- _DATA SHOWN_
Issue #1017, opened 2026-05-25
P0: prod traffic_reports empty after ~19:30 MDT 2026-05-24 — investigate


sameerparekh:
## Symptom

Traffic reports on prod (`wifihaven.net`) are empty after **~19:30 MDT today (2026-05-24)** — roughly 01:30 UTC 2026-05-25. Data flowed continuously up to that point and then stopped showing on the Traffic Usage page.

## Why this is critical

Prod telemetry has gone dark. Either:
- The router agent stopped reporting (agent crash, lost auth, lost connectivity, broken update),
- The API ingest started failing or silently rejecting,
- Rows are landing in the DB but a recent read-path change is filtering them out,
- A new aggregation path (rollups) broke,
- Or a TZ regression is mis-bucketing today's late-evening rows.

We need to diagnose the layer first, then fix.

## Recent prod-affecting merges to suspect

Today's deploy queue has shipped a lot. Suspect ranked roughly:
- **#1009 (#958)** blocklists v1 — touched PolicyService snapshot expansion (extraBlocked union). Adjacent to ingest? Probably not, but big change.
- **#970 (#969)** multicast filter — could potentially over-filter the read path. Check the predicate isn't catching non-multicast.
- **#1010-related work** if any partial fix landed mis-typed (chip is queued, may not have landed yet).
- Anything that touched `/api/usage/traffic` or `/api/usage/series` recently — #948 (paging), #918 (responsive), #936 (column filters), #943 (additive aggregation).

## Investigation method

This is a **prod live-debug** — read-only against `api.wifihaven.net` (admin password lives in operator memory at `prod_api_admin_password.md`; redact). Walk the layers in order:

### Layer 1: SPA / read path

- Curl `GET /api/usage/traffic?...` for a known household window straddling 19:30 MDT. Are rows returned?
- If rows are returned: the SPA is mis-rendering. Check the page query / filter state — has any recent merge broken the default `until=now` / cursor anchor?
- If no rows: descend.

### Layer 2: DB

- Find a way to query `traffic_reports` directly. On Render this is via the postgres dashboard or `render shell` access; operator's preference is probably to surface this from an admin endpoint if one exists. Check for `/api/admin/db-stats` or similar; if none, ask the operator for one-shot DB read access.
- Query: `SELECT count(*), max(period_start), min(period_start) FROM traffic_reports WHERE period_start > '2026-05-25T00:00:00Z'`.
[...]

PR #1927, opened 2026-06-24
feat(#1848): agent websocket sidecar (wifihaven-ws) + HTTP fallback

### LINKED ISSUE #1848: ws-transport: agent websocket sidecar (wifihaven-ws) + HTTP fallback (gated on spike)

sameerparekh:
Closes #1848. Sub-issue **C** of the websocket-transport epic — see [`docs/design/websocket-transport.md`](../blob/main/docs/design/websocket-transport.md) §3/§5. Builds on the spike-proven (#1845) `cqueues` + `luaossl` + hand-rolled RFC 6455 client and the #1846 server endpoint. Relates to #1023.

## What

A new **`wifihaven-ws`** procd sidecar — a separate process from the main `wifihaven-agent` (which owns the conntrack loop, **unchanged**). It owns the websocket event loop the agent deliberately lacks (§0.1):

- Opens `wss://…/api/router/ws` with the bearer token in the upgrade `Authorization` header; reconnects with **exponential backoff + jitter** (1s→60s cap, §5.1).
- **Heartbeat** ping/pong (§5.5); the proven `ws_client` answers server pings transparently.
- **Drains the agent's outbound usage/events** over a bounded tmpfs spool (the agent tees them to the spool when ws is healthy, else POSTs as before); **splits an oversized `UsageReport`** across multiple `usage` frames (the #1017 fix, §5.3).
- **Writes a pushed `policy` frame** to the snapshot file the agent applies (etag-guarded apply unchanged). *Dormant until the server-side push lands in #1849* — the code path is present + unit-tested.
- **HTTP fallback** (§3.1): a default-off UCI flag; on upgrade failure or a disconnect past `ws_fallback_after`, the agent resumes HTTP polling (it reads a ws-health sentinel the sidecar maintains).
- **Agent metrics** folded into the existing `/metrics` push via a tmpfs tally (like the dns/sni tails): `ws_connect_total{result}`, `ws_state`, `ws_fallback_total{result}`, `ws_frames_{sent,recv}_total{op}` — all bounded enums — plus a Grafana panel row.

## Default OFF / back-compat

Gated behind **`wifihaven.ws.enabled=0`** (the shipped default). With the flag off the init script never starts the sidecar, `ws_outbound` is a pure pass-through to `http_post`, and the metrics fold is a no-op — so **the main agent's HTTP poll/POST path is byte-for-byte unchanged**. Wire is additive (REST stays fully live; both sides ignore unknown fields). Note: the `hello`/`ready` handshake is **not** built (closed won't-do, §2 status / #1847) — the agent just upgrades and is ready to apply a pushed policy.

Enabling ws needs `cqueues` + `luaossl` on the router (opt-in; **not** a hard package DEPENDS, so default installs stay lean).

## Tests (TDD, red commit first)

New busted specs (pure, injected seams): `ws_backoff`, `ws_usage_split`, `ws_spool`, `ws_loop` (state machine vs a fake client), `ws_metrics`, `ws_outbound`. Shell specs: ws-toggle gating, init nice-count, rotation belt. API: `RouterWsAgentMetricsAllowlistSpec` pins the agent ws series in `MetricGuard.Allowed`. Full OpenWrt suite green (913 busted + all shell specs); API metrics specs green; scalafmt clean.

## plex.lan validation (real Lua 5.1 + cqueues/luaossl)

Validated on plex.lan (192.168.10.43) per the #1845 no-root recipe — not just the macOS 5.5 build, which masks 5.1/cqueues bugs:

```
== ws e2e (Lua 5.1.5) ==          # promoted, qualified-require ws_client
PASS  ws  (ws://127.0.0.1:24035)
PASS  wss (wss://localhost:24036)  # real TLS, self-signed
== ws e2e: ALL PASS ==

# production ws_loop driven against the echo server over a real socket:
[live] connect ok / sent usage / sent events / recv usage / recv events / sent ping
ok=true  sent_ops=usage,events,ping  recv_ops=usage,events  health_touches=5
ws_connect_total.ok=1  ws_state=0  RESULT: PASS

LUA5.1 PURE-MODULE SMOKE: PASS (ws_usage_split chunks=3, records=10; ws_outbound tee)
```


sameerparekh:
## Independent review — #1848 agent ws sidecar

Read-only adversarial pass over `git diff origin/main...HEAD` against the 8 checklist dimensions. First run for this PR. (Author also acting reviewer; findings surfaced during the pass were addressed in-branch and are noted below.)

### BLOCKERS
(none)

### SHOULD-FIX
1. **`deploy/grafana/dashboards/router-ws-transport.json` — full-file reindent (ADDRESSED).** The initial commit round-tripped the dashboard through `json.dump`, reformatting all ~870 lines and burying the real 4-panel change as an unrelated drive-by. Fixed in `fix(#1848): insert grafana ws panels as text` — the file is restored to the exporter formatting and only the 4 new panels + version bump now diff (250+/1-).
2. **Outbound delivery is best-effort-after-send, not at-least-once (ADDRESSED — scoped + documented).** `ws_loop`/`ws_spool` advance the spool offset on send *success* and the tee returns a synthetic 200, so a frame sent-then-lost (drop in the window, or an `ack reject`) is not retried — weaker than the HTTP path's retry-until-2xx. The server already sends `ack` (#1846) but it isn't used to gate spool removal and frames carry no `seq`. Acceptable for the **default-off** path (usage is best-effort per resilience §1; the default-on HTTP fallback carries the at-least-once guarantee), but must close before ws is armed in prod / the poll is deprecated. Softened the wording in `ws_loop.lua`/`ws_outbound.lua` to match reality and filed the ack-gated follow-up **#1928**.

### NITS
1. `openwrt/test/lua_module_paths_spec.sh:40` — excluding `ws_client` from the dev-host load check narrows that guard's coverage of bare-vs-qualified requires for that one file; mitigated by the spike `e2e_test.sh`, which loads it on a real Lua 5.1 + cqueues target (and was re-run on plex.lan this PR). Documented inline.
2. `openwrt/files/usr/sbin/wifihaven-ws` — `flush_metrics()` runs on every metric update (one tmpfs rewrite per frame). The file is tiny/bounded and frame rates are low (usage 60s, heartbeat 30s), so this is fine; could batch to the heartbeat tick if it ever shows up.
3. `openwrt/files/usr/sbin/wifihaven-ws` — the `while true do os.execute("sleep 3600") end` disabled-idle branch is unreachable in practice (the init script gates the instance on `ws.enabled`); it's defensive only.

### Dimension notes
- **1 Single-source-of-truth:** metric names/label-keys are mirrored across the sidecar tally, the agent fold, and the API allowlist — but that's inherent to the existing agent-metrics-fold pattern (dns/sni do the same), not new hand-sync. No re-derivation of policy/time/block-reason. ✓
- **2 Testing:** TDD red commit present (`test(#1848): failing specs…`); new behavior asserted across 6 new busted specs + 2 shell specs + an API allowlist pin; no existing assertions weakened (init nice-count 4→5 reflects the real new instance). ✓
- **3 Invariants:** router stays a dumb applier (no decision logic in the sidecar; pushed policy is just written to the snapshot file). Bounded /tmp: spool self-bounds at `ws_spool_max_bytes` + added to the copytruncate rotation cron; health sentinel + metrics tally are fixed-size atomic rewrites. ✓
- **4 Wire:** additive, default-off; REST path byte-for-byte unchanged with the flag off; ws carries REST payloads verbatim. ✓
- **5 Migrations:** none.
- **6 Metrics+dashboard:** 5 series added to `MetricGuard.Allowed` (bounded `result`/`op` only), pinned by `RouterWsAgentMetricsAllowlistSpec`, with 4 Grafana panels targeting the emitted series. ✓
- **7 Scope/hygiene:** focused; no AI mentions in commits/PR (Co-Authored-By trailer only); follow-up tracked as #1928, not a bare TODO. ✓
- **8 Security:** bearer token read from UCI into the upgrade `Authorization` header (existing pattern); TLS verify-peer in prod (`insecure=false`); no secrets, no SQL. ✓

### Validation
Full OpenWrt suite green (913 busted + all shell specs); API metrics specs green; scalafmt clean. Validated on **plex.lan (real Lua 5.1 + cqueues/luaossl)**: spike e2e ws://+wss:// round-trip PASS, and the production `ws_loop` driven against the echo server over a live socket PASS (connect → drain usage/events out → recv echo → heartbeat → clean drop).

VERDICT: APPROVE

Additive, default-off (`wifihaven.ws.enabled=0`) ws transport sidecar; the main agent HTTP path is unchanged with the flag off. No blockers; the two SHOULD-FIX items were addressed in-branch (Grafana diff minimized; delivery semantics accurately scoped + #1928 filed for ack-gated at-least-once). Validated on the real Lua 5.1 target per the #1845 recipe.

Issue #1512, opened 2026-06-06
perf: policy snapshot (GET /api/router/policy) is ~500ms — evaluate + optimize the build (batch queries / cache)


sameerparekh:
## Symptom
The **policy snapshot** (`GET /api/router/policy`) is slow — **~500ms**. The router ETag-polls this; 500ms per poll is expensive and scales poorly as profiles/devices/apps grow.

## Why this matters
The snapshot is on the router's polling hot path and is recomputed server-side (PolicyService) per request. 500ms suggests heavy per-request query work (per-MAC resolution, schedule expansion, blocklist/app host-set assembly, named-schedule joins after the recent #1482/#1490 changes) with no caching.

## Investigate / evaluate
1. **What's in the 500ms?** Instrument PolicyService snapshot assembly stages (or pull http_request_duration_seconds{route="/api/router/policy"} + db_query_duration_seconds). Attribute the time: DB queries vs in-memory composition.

- _ABOUT THIS EXERCISE_
Begin with the first line of the listing above and write out each line exactly, ending with the line that contains "- Find a way".

- _ANSWER BOX_
Issue #1017, opened 2026-05-25
P0: prod traffic_reports empty after ~19:30 MDT 2026-05-24 — investigate


sameerparekh:
## Symptom

Traffic reports on prod (`wifihaven.net`) are empty after **~19:30 MDT today (2026-05-24)** — roughly 01:30 UTC 2026-05-25. Data flowed continuously up to that point and then stopped showing on the Traffic Usage page.

## Why this is critical

Prod telemetry has gone dark. Either:
- The router agent stopped reporting (agent crash, lost auth, lost connectivity, broken update),
- The API ingest started failing or silently rejecting,
- Rows are landing in the DB but a recent read-path change is filtering them out,
- A new aggregation path (rollups) broke,
- Or a TZ regression is mis-bucketing today's late-evening rows.

We need to diagnose the layer first, then fix.

## Recent prod-affecting merges to suspect

Today's deploy queue has shipped a lot. Suspect ranked roughly:
- **#1009 (#958)** blocklists v1 — touched PolicyService snapshot expansion (extraBlocked union). Adjacent to ingest? Probably not, but big change.
- **#970 (#969)** multicast filter — could potentially over-filter the read path. Check the predicate isn't catching non-multicast.
- **#1010-related work** if any partial fix landed mis-typed (chip is queued, may not have landed yet).
- Anything that touched `/api/usage/traffic` or `/api/usage/series` recently — #948 (paging), #918 (responsive), #936 (column filters), #943 (additive aggregation).

## Investigation method

This is a **prod live-debug** — read-only against `api.wifihaven.net` (admin password lives in operator memory at `prod_api_admin_password.md`; redact). Walk the layers in order:

### Layer 1: SPA / read path

- Curl `GET /api/usage/traffic?...` for a known household window straddling 19:30 MDT. Are rows returned?
- If rows are returned: the SPA is mis-rendering. Check the page query / filter state — has any recent merge broken the default `until=now` / cursor anchor?
- If no rows: descend.

### Layer 2: DB

- Find a way to query `traffic_reports` directly. On Render this is via the postgres dashboard or `render shell` access; operator's preference is probably to surface this from an admin endpoint if one exists. Check for `/api/admin/db-stats` or similar; if none, ask the operator for one-shot DB read access.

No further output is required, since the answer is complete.